PROBLEM TO SOLVE
Look through the records below, and whenever a line contains "google", copy it.

Collected data
------------------------

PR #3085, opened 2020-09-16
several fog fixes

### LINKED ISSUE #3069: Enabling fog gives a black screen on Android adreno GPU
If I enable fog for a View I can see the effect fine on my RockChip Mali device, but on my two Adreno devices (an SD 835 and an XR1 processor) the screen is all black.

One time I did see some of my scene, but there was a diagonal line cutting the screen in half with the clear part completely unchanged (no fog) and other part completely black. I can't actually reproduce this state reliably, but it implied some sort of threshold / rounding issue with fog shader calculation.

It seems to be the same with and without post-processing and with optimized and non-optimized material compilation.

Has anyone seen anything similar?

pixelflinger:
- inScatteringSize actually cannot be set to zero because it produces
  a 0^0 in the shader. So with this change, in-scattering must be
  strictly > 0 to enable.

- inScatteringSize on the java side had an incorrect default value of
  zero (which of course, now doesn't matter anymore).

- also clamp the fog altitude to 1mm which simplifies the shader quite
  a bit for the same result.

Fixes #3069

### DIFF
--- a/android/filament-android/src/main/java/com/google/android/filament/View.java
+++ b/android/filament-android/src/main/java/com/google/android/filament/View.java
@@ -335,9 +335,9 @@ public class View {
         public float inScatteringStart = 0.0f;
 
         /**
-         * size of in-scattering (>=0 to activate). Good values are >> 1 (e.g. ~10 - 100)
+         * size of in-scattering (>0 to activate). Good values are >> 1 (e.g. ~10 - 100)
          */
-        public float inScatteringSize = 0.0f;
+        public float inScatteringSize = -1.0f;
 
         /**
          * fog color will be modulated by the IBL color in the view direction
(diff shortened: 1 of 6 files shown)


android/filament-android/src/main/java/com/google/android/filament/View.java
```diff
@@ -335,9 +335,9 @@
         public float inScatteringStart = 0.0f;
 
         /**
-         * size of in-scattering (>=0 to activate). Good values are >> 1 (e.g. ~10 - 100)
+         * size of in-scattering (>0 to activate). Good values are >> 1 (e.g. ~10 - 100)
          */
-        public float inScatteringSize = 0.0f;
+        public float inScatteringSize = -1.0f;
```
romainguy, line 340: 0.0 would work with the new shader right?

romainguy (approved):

------------------------

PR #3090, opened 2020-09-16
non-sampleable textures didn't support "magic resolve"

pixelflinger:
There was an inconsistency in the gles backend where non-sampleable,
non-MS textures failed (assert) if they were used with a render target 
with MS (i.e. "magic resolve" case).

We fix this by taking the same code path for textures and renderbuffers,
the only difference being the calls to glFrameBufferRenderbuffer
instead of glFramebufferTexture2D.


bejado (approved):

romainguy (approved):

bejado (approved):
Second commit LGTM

------------------------

REPLY TO THE EXERCISE
--- a/android/filament-android/src/main/java/com/google/android/filament/View.java
+++ b/android/filament-android/src/main/java/com/google/android/filament/View.java
android/filament-android/src/main/java/com/google/android/filament/View.java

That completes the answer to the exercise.